Photo credit: Alamo Junior High Facebook page / MISD Trustee Matt Friez (top-left corner) on a classroom visit. The Permian Press sat down with Friez to discuss his campus walkthroughs. Since becoming a trustee last year, he has visited campuses across the district, often sharing what he sees on his Facebook page. We asked what he’s hearing from campus leaders.

Midland ISD trustees often hear about district-wide trends, but much of the most valuable insight comes from what’s happening inside classrooms. Friez has visited approximately 25 of the district’s 40 campuses this past year, spending up to two hours at each one, and developing relationships with campus leaders. He talks with principals and listens to what teachers and staff are facing.

“I want the community to know that this board is serious about supporting methods that work and that every initiative we champion is grounded in data and research,” he said.

Friez, a board-certified hematopathologist who uses evidence-based practices in his work, is seeking data-driven approaches to strengthen day-to-day teaching, support teachers, and improve student outcomes. Despite the hours he spends away from his business conducting these visits, Friez values the time because he sees how they help inform board-level discussions and the district’s broader improvement efforts.

“When I ran for the Midland ISD Board, I made a simple promise to bring evidence-based practices that add real value to education and improve student outcomes,” Friez said. “Research, not rhetoric, should guide how we lead schools.”

Through these visits, Friez has heard principals request clearer expectations for walkthroughs, more hands-on support, and stronger tools to manage discipline. He said the purpose of these visits is not evaluation, but understanding. “I just try to listen first,” he noted.

Clearer expectations

One practice Friez has observed and championed is principal walkthroughs. The district currently requires principals at A- or B-rated schools to conduct five walkthroughs per week, while those at lower-performing campuses conduct up to 15.

“I’ve met a lot of different principals,” Friez said. “And all of them have their own unique gifts, and I think if they get out in the classroom and use their gifts more, everyone’s going to benefit.”
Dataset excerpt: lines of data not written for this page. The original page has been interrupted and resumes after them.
Issue #2042, opened 2025-11-17
Speed up Content page for product `idzmK`


vatsalkaushik:
Product/Content page for product ID `idzmK` keeps crashing, likely because of large number of files. User is unable to update the product currently.

<img width="1913" height="856" alt="Image" src="https://github.com/user-attachments/assets/f0ecc08a-f96e-43f3-9ea8-693e4b70bcef" />

ershad:
Note to OSS contributors: It would be nice to fix this. We can probably replicate the issue by adding many files to a product. If you have any specific questions, please post here, happy to help.

Devwill2:
Hi @ershad  How many files does product `idzmK` have?

internalthought:
I have found a performance bug related to this issue, maybe not directly related to the frontend crash but a reduction in backend query time and volume when the product has a lot of files and variants attached to it. While testing and attempting to reproduce this issue, I discovered it. I will link the PR after this comment. 

As far as trying to reproduce the issue, I seeded a product with 50 files and 20 variants, but was unable to reproduce a crash locally. Perhaps this issue is hard to reproduce in a dev env due to localized S3? More info on number of files, variants, and file sizes and types would be helpful information. I will keep trying to reproduce this issue and see if I can get the crash seen in screenshot.

binary-koan:
The merged PR is a huge improvement (thanks @4arjun!) - the page now loads in a reasonably short time without crashing, at least for me.

Clicking any file (e.g. selecting or expanding/collapsing files) is still super laggy, so would be great if we can reduce the number of rendering ops there. Memoizing a bunch of stuff and aggressively trying to stop file nodes re-rendering when not necessary might be enough; fingers crossed that's the only other thing we need in order to close this off.

brentguf:
Hey @binary-koan, 

Before proceeding further, I think it’s important to define the completion criteria of this issue, since performance optimization can go far.

That said, here are the next steps I would take if the goal is to optimize the Content tab:
1. Extract and lazy-load modals. Similar to PR #2681. This should improve performance and make `ContentTabContent` more focused, which will make subsequent steps easier. Beneficial regardless of any context refactoring. Low-risk if done incrementally, even without tests.
2. Research/draft context/state solution. The solution could involve splitting context on multiple levels (e.g. static and dynamic parts, splitting up product into different contexts as well).
3. (Optional, but recommended) Add frontend tests: refactoring context and data manipulation is riskier and more time-consuming without tests.
[...]

PR #2348, opened 2025-12-15
(fix) Product content edit: only fetch Dropbox files when pending files exist

brentguf:
# Problem

While taking a look at https://github.com/antiwork/gumroad/issues/2042, I discovered that the product content editor polls for Dropbox file status updates every 10 seconds unconditionally (so even when there are no Dropbox files being uploaded). 

Demo with an accelerated interval (1s vs. 10s):

https://github.com/user-attachments/assets/a7736eb5-8573-41ca-98e2-887e84d9dd26

This causes:
- Unnecessary API requests/server usage every 10 seconds for the lifetime of the component
- Full re-renders of the content tab every 10 seconds

# Solution
Add a conditional check that only runs the polling interval when there are actually Dropbox files in the `in_progress` state. 

# AI Disclosure
Used Claude Sonnet 4.5 to review the solution.


app/javascript/components/ProductEdit/ContentTab/index.tsx
```diff
@@ -409,13 +409,20 @@ const ContentTabContent = ({ selectedVariantId }: { selectedVariantId: string |
...
+  );
   React.useEffect(() => {
+    if (!hasPendingDropboxFiles) return;
+
     const interval = setInterval(
       () => void fetchDropboxFiles(uniquePermalink).then(({ dropbox_files }) => addDropboxFiles(dropbox_files)),
       10000,
     );
     return () => clearInterval(interval);
-  }, [editor]);
```
brentguf, line 421: This dependency seemed arbitrary. Could be worth looking into adding an ESLint rule for this (`react-hooks/exhaustive-deps`).

binary-koan: There are a ton of places we deliberately don't use exhaustive deps; I wouldn't mind adding it and forcing us to document them, but it would likely be quite time-consuming

binary-koan:
(Failing tests are flaky / new year issues)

Friez has seen the practice work well at some campuses. “Some of the principals are highly effective and spend almost the entire time in classrooms,” he noted, describing principals who set up workstations in hallways rather than staying in their offices, allowing them to monitor their buildings more closely.

The district administration has provided research supporting the value of this approach, and Superintendent Stephanie Howard has implemented the practice district-wide as part of her improvement strategy. Friez said principals consistently ask for additional clarity on what makes a strong walkthrough, which he believes the district is working to provide through clearer rubrics and modeling.
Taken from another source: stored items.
PR #2333, opened 2025-12-15
fix: Desktop Analytics view missing sales due to DST issue

yashranaway:
## What

**Before:**
The Analytics view shows fewer sales than the Sales page. The `timezone_formatted_offset` method always returned Standard Time offset (e.g., `-08:00` for Pacific Time), ignoring Daylight Saving Time.

**Now:**
The `timezone_formatted_offset` method is DST-aware, returning the correct offset based on the current time (e.g., `-07:00` during PDT summer, `-08:00` during PST winter).

## Root Cause
The original `User#timezone_formatted_offset` used `ActiveSupport::TimeZone.new(timezone_id).formatted_offset` which explicitly ignores DST. This caused Elasticsearch queries in analytics services to use incorrect timezone offsets during DST periods, leading to sales being misattributed to wrong dates.

## Why

* Fixes discrepancy between Sales page and Analytics view during DST periods
* Provides consistent behavior across all analytics services
* Adds optional `at:` parameter for querying offset at specific dates

## Tests
image

## AI disclosure

Used Claude Opus 4.5 to understand the shifting of times etc and test writing 
All code reviewed by me

## Confirmation

I have watched all Antiwork Live streams

PR #2353, opened 2025-12-15
 fix: Desktop Analytics view missing sales due to DST issue

### LINKED ISSUE #1811: Desktop Analytics view is missing sales
The Sales page shows sales that aren't appearing on the Analytics view. 

For example, my sales view shows that I've had 8 sales today. 

the analytics view for today shows less sales.   

I know there was a similar issue with the mobile app at one point, where the Analytics view and Home view didn't agree because of a time range difference in how the sale count was computed.   

Way back in March 2024, i reported this and this was the diagnosis:
```
Hey Chuck,

Turns out this is a Daylight Saving Time issue where the Home tab respects it while the Analytics tab doesn't. 
We will look into fixing this in the future. 
Thanks for the report!

Best,
Vatsal
```
Perhaps its the same issue here?

yashranaway:
## fixes #1811

previous attempt #2333

## What

**Before:**
The Analytics view shows fewer sales than the Sales page during Daylight Saving Time periods. The timezone offset used in Elasticsearch queries was static (e.g., `-08:00` for PST), ignoring DST.

**Now:**
Analytics services use IANA timezone IDs (e.g., `America/Los_Angeles`) instead of fixed offsets. Elasticsearch automatically handles DST for all dates in the query, including queries that span DST transitions.

## Root Cause
The original code used `timezone_formatted_offset` which returns a formatted UTC offset. This offset was static and didn't change based on DST. For example:
- Sale at July 15, 00:30 PDT = July 15, 07:30 UTC
- With `-08:00` (PST): ES calculates 07:30 - 8h = **July 14**, 23:30 
- With IANA ID: ES knows July is PDT (-07:00), calculates 07:30 - 7h = **July 15**, 00:30 ✓

## Solution
Use `user.timezone_id` (which returns the IANA timezone ID like `"America/Los_Angeles"`) directly in Elasticsearch queries. ES automatically applies the correct offset for each date in the query.

## Tests Added

image

## Edge Cases that are Handled
1. Query during summer (DST active)
2. Query during winter (standard time)
3. Sale at midnight during DST (would fail with fixed offset)
4. Query spanning DST transition (March 8-10)
5. Query spanning DST end (November 1-5)

## AI disclosure
Claude was used for research and code generation.

## Confirmation

I have watched all Antiwork Live streams

### DIFF
--- a/spec/services/creator_analytics/sales_spec.rb
+++ b/spec/services/creator_analytics/sales_spec.rb
@@ -209,7 +209,6 @@ describe CreatorAnalytics::Sales, "DST handling" do
 
       result = service.by_product_and_date
 
-
       expect(result[[product.id, "2025-03-08"]]).to be_present
       expect(result[[product.id, "2025-03-10"]]).to be_present
     end


app/services/creator_analytics/sales.rb
```diff
@@ -10,15 +10,16 @@ def initialize(user:, products:, dates:)
     @user = user
     @products = products
     @dates = dates
+    @timezone = @user.timezone_id
```
yashranaway: we now use the IANA timezone ID (e.g. "America/Los_Angeles") instead of a fixed UTC offset.

This allows Elasticsearch to automatically handle Daylight Saving Time (DST) correctly for all dates in the query, including queries that span across DST transitions.

spec/services/creator_analytics/sales_spec.rb
```diff
@@ -165,4 +165,54 @@
...
+
+  describe "DST handling" do
+    context "when sale occurs near midnight during DST" do
+      let(:user_timezone) { "Pacific Time (US & Canada)" }
+
+      it "correctly attributes sale to the right day" do
+        user = create(:user, timezone: user_timezone)
+        product = create(:product, user: user)
+
+        create(:purchase, link: product, created_at: Time.utc(2025, 7, 15, 7, 30))
```
yashranaway: This test case demonstrates the fix.

A sale at 07:30 UTC is 00:30 PDT (summer) but would be 23:30 PST (previous day) if we used the standard -08:00 offset.

With the IANA timezone ID, Elasticsearch correctly identifying this as July 15th

spec/services/creator_analytics/sales_spec.rb
```diff
@@ -165,4 +165,54 @@
...
+
+    context "when query spans DST transition" do
+      let(:user_timezone) { "Pacific Time (US & Canada)" }
+
+      it "correctly buckets sales across DST boundary" do
+        user = create(:user, timezone: user_timezone)
+        product = create(:product, user: user)
+
+        create(:purchase, link: product, created_at: Time.utc(2025, 3, 9, 7, 0))
+        create(:purchase, link: product, created_at: Time.utc(2025, 3, 10, 8, 0))
```
yashranaway: this test verifies that we handle queries spanning the actual DST transition (March 9th).

The first sale is during PST (-08:00) and the second is during PDT (-07:00).  Using 
[timezone_id](https://github.com/antiwork/gumroad/pull/2353/changes#diff-9802ca3c9c4cf89904fd44bc114e35ebdf2c5dd3d5b645491e2b253e1afef29bR806-R808) ensures both are bucketed correctly.

yashranaway:
Hi @binary-koan _a
Updated the approach to use IANA timezone IDs (e.g. America/Los_Angeles) directly in ES queries, which handles DST transitions automatically.

Added specs verifying that sales near DST boundaries and midnight are now correctly attributed. Ready for review!

binary-koan:
Nice, at a glance this approach looks good. Will see if I can reproduce the original issue with ES and Ruby DST not matching when I find time (i.e. ES thinks it's non-DST but Ruby thinks it's DST) to see if we need to fix anything else, and review thoroughly after that!

yashranaway:
@binary-koan _a Hey, I have reverted the `timezone_formatted_offset` changes and added DST specs for following and page views. All 6 tests pass : verifying correct date attribution near midnight during DST and across DST transition 🤞

yashranaway:
Sidenote: I kept a few essential inline notes to clarify the transition logic, but let me know if you'd prefer them removed!

app/services/creator_analytics/product_page_views.rb
```diff
@@ -5,18 +5,19 @@ def initialize(user:, products:, dates:)
     @user = user
     @products = products
     @dates = dates
+    @timezone = @user.timezone_id
```
binary-koan: I think we can just inline this, no need for an extra ivar

app/services/creator_analytics/sales.rb
binary-koan: Same here, we can inline

spec/models/user_spec.rb
```diff
@@ -2582,6 +2582,14 @@ def sample_string_of_length(n)
     end
   end
 
+  describe "#timezone_id" do
```
binary-koan: We already have a spec for this just above?

yashranaway:
thanks for the review , minor nits will change right away! 🫡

“Walkthroughs are about growth, feedback, and continuous improvement,” Friez said. “Not micromanagement. It’s about principals being present, modeling, getting to know the students.”
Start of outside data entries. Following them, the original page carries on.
PR #2345, opened 2025-12-15
Inertia Migration - Login & Signup 

stefanbinoj:
Part of #856 

This PR migrate following pages to inertia 
- /login 
- /signup
Also migrates all related controller actions

## Before 

https://github.com/user-attachments/assets/862cc398-0f8e-440b-89d4-db103f695f68

 
## After 
(Full page reload happens while navigating from landing page -> login page because we haven't migrated navbar for landing page :) , also would be better to make it a seperate PR for modular changes)

https://github.com/user-attachments/assets/8f6f2514-f763-4180-a6ff-446cd3f3f056

## Tests

```bash
bundle exec rspec spec/controllers/logins_controller_spec.rb
```

Screenshot 2025-12-15 at 8 20 06 PM

```bash
bundle exec rspec spec/controllers/signup_controller_spec.rb
```

Screenshot 2025-12-15 at 8 27 16 PM

**NOTE :** Failing tests are due to missing env for stripe payment processing 

### AI disclosure
Used Claude Opus 4.5 via Opencode for initial drafting 

### Confirmation
I have watched all Antiwork Livestreams

Issue #856, opened 2025-08-14
Convert Gumroad to single page app powered fully by React


slavingia:
Make the Gumroad creator dashboard an SPA, instead of rendering each page at a different URL and requiring a full page load.

Bounty: $1K per task (will gradually increase it over time to finish the smaller ones first)

- [ ] New Product (`/links/new`)
- [ ] Edit Product (`/links/:id/edit`)
- [ ] Bundle Edit (`/bundles/:id`)
- [x] Affiliated Products (`/products/affiliated`)
- [x] Archived Products (`/products/archived`)
- [x] Collab Products (`/products/collabs`)
- [ ] Followers (`/followers`)
- [x] Workflows (`/workflows`) - https://github.com/antiwork/gumroad/pull/2005 by @Pradumn27 
  - [x] Workflows new (`/workflows/new`)
  - [x] Workflows edit (`workflows/:id/edit`)
- [ ] Emails (`/emails`)
- [ ] Emails (`/emails/published`)
- [ ] Emails (`/emails/scheduled`)
- [ ] Emails (`/emails/drafts`)
- [ ] Main Settings (`/settings`)
- [ ] Profile Settings (`/settings/profile`)
- [ ] Payment Settings (`/settings/payments`)
- [ ] Password Settings (`/settings/password`)
- [ ] Team Settings (`/settings/team`)
- [ ] Advanced Settings (`/settings/advanced`)
- [ ] Third Party Analytics Settings (`/settings/third_party_analytics`)
- [ ] UTM Links (`/dashboard/utm_links`)
- [ ] Following (`/dashboard/audience`)
- [ ] Payouts (`/payouts`)
- [ ] Support (`/help`)
- [ ] Library (`/library`)
- [ ] Reviews (`/reviews`)
- [ ] Wishlists (`/wishlists`)
- [ ] Following Wishlists (`/wishlists/following`)
- [ ] Affiliates (`/affiliates`)
- [ ] Affiliates Onboarding (`/affiliates/onboarding`)

### Why

This will save a lot of people time when navigating around Gumroad.

<img width="577" height="245" alt="Image" src="https://github.com/user-attachments/assets/9e4abd3a-5bc9-40ae-b67c-2470c4b93a98" />

praveenkalady:
@slavingia I’m interested in working on this. Can I work on this issue?

slavingia:
Feel free, we don't assign issues – just note this is a large, difficult task that mostly senior and staff engineers can solve.

[...]

PR #2366, opened 2025-12-16
Inertia Migration - Auth (Part 1)

stefanbinoj:
Part of #856 
Previous PR #2345 

This PR migrate following pages to inertia 
- /login 
- /signup
Also migrates all related controller actions

## Before 

https://github.com/user-attachments/assets/862cc398-0f8e-440b-89d4-db103f695f68

 
## After 
(Full page reload happens while navigating from landing page -> login page because we haven't migrated navbar for landing page :) , also would be better to make it a seperate PR for modular changes)

https://github.com/user-attachments/assets/39254910-f1fe-40a3-997d-9ce64c30a5c0

## Tests

```bash
bundle exec rspec spec/controllers/logins_controller_spec.rb
```

Screenshot 2025-12-15 at 8 20 06 PM

```bash
bundle exec rspec spec/controllers/signup_controller_spec.rb
```

Screenshot 2025-12-15 at 8 27 16 PM

**NOTE :** Failing tests are due to missing env for stripe payment processing 

### AI disclosure
Used Claude Opus 4.5 via Opencode for initial drafting 

### Confirmation

### DIFF
--- a/app/javascript/data/login.ts
+++ b/app/javascript/data/login.ts
@@ -2,35 +2,6 @@ import { cast } from "ts-safe-cast";
 
 import { ResponseError, request } from "$app/utils/request";
 
-export type LoginPayload = {
-  email: string;
-  password: string;
-  recaptchaResponse: string | null;
-  next: string | null;
-};
-
-export const login = async (data: LoginPayload): Promise<{ redirectLocation: string }> => {
-  const response = await request({
-    method: "POST",
-    url: Routes.login_path(),
-    accept: "json",
-    data: {
-      user: {
-        login_identifier: data.email,
-        password: data.password,
-      },
-      next: data.next,
-      "g-recaptcha-response": data.recaptchaResponse,
-    },
-  });
-  if (!response.ok) {
-    const { error_message } = cast<{ error_message: string }>(await response.json());
-    throw new ResponseError(error_message);
-  }
-  const { redirect_location } = cast<{ redirect_location: string }>(await response.json());
-  return { redirectLocation: redirect_location };
-};
-
 export const renewPassword = async (email: string) => {
   const response = await request({
     method: "POST",


app/controllers/concerns/inertia_rendering.rb
```diff
@@ -7,12 +7,14 @@ module InertiaRendering
...
       RenderingExtension.custom_context(view_context).merge(
-        current_user: current_user_props(current_user, impersonated_user),
         authenticity_token: form_authenticity_token,
         flash: inertia_flash_props,
         title: @title
       )
     end
+    inertia_share if: :user_signed_in? do
+      { current_user: current_user_props(current_user, impersonated_user) }
+    end
```
stefanbinoj, line 17: Used conditional sharing when invoking the method this is required because in `/login` and `/signup` page `current_user` is not present

app/controllers/logins_controller.rb
```diff
@@ -1,24 +1,26 @@
 # frozen_string_literal: true
 
 class LoginsController < Devise::SessionsController
-  include OauthApplicationConfig, ValidateRecaptcha
+  include OauthApplicationConfig, ValidateRecaptcha, InertiaRendering
 
   skip_before_action :check_suspended, only: %i[create destroy]
-  before_action :block_json_request, only: :new
```
stefanbinoj, line 7: **Client-side Inertia navigation** (clicking links within the SPA) sends requests with `X-Inertia: true` header expecting JSON — but this line BLOCKS this callback.
 - Removing this line allows Inertia client-side navigation to work. Keeping it blocks SPA navigation but not initial page loads.

app/controllers/logins_controller.rb
```diff
@@ -1,24 +1,26 @@
...
   after_action :clear_dashboard_preference, only: :destroy
   before_action :reset_impersonated_user, only: :destroy
   before_action :set_noindex_header, only: :new, if: -> { params[:next]&.start_with?("/oauth/authorize") }
 
+  layout "inertia", only: [:new]
+
   def new
-    @hide_layouts = true
```
stefanbinoj, line 13: Since we are using disableLayout when rendering the page

app/controllers/logins_controller.rb
```diff
@@ -44,16 +46,12 @@ def create
         flash[:warning] = "Your password has previously appeared in a data breach as per haveibeenpwned.com and should never be used. We strongly recommend you change your password everywhere you have used it."
       end
 
-      render json: { redirect_location: login_path_for(@user) }
+      redirect_to login_path_for(@user), allow_other_host: true
```
stefanbinoj, line 49: Now we are using `redirect_to` instead of `inertia_location`

app/controllers/logins_controller.rb
```diff
@@ -44,16 +46,12 @@ def create
...
 
   private
-    def respond_with_login_failure(message)
-      render json: { error_message: message }, status: :unprocessable_entity
-    end
-
-    def block_json_request
-      render json: {}, success: false, status: :bad_request if request.format.json?
+    def redirect_with_login_error(message)
+      redirect_to login_path, warning: message, status: :see_other
```
stefanbinoj, line 55: `warning` is given specifically inorder to show and identify errors that are inlined paragraph elements rather than toast as usual 

Screenshot 2025-12-15 at 8 34 30 PM

app/javascript/packs/inertia.js
```diff
@@ -20,12 +20,18 @@ async function resolvePageComponent(name) {
   try {
     const module = await import(`../pages/${name}.tsx`);
     const page = module.default;
+    if (page.disableLayout) {
+      return page;
+    }
```
stefanbinoj, line 25: Since `login` and `signup` page doesn't require default layout (includes sidebar, navbar) it is better to early return. 
Now we don't use `inertia/layout`

app/javascript/components/useFlashError.tsx
```diff
@@ -0,0 +1,22 @@
...
+  if (flash?.status === "warning" && flash?.message) {
+    return (
+      <div role="alert" className="danger">
+        {flash.message}
+      </div>
+    );
+  }
+
+  return null;
+}
```
stefanbinoj, line 22: Created a new component just for showing the inlined <p> element error

app/javascript/inertia/layout.tsx
```diff
@@ -24,14 +40,16 @@ export default function Layout({ children }: { children: React.ReactNode }) {
...
-      <Head title={title} />
-      <Alert initial={flash ?? null} />
-      <div id="inertia-shell" className="flex h-screen flex-col lg:flex-row">
-        <Nav title="Dashboard" />
-        {isRouteLoading ? <LoadingSkeleton /> : null}
-        <main className={classNames("flex-1 overflow-y-auto", { hidden: isRouteLoading })}>{children}</main>
-      </div>
-    </>
+    <LoggedInUserProvider value={parseLoggedInUser(logged_in_user)}>
+      <CurrentSellerProvider value={parseCurrentSeller(current_seller)}>
```
stefanbinoj, line 44: `current_seller` also seems to be reactive to `\login` and `\
signup`  thus would be better if we moved it over here since we could extract props without having a manually reduntant useEffect in `app_wrapper.tsx`

app/javascript/components/useFlashError.tsx
```diff
@@ -0,0 +1,22 @@
...
+import { type AlertPayload } from "$app/components/server-components/Alert";
+
+type PageProps = {
+  flash?: AlertPayload;
+};
+
+export function useFlashError(): React.ReactNode {
+  const { flash } = usePage<PageProps>().props;
+
+  if (flash?.status === "warning" && flash?.message) {
```
stefanbinoj, line 13: only extracting if `flash.status` is warning: **since this needs to be shown inline**.  
-- flash can be also `success`  (in that case it shows regular toast like success flash message) 

Screenshot 2025-12-15 at 8 40 05 PM

This toast is shown by `inertia/layout` from the action of logout button

app/javascript/pages/Signup/New.tsx
```diff
@@ -0,0 +1,118 @@
...
+
+  return (
+    <Layout header={<h1>{headerText}</h1>} headerActions={<Link href={Routes.login_path({ next })}>Log in</Link>}>
+      <form onSubmit={(e) => void handleSubmit(e)}>
+        <SocialAuth />
+        <Separator>
+          <span>or</span>
+        </Separator>
+        <section>
+          {flashError}
```
stefanbinoj, line 79: using useFlashErrorComponent

spec/controllers/two_factor_authentication_controller_spec.rb
```diff
@@ -177,6 +177,7 @@
         let(:user) { @user }
         let(:call_action) { post :create, params: { token: @user.otp_code, user_id: @user.encrypted_external_id }, format: :json }
         let(:expected_redirect_location) { controller.send(:login_path_for, @user) }
+        let(:expects_json_response) { true }
```
stefanbinoj, line 180: The `merge guest cart with user cart` shared example was updated because logins_controller changed from returning JSON to using redirect_to. Since the shared example is also used by `two_factor_authentication_controller_spec.rb` (which still expects JSON), I added the expects_json_response flag to support both cases - JSON for two_factor_auth, redirect for logins.

stefanbinoj:
Addressing some previous comments : 

1. https://github.com/antiwork/gumroad/pull/2345/files#r2623198588
> You have to duplicate this in the Signup page as well. You should instead use a distinct, much simpler layout in charge for the Login and Signup pages.

IMO having a seperate layout for login/signup just for showing flash messages wont be a good idea , also passing a **inlined flash error message **(para element)** to children from layout is not a ideal approach thus created new custom `useFlashError.tsx` component that listens for flash message from usePageHook

2. On a side note pls note that while navigating from inertia page -> non-inertia page via `redirect_to` may have some weird edge cases as in video 

https://github.com/user-attachments/assets/fb09da39-a592-4763-9bd5-47e4efcd0095

NOTE : this won't be a problem once all the pages are migrated to inertia 


Hey @EmCousin _a, could you please take a look at this when you have some time?

app/javascript/data/login.ts
```diff
@@ -2,35 +2,6 @@ import { cast } from "ts-safe-cast";
...
-    },
-  });
-  if (!response.ok) {
-    const { error_message } = cast<{ error_message: string }>(await response.json());
-    throw new ResponseError(error_message);
-  }
-  const { redirect_location } = cast<{ redirect_location: string }>(await response.json());
-  return { redirectLocation: redirect_location };
-};
-
```
stefanbinoj, line 33: removed unused json api request helper used in old `server-components/Login.tx`

app/controllers/logins_controller.rb
EmCousin: It would be safer to make an exception by allowing the request to pass through if it contains the proper Inertia headers instead of removing this check entirely.

app/controllers/logins_controller.rb
EmCousin: We have a [temporary interceptor](https://github.com/antiwork/gumroad/blob/main/app/javascript/packs/admin_inertia.ts#L50-L103) to trigger full page reloads instead of Inertia visits for URLs that haven't migrated yet. We could make a similar, simpler interceptor for this case since this flow is critical

app/javascript/components/useFlashError.tsx
EmCousin: I like this approach, but it is confusing to define this function as a hook and make it return a React component. You could just define it as a component and render it directly
```jsx
export const FlashError = () => { ... }

<FlashError />
```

Editor’s note: The board discussed campus walkthroughs during its Oct. 26 meeting. District staff reported that they track how often principals visit classrooms across the district, and as of October, 79% of campuses met or exceeded their walkthrough targets.

Hands-on support

Through his visits, Friez has also heard principals express a desire for more support from district-level administrators. The district employs principal supervisors, science specialists, reading specialists, and special education specialists whose purpose is to support campus leaders.

“The principals are saying, ‘I wish they would be here more,'” Friez said. “We need them out here more.”

The district has faced staffing challenges as enrollment shifts and teachers move between campuses, leading to larger class sizes. At one elementary school, teacher transfers increased some class sizes to 28 students. ​Principals have requested additional aide time to support these classrooms and better communication when staffing changes are necessary.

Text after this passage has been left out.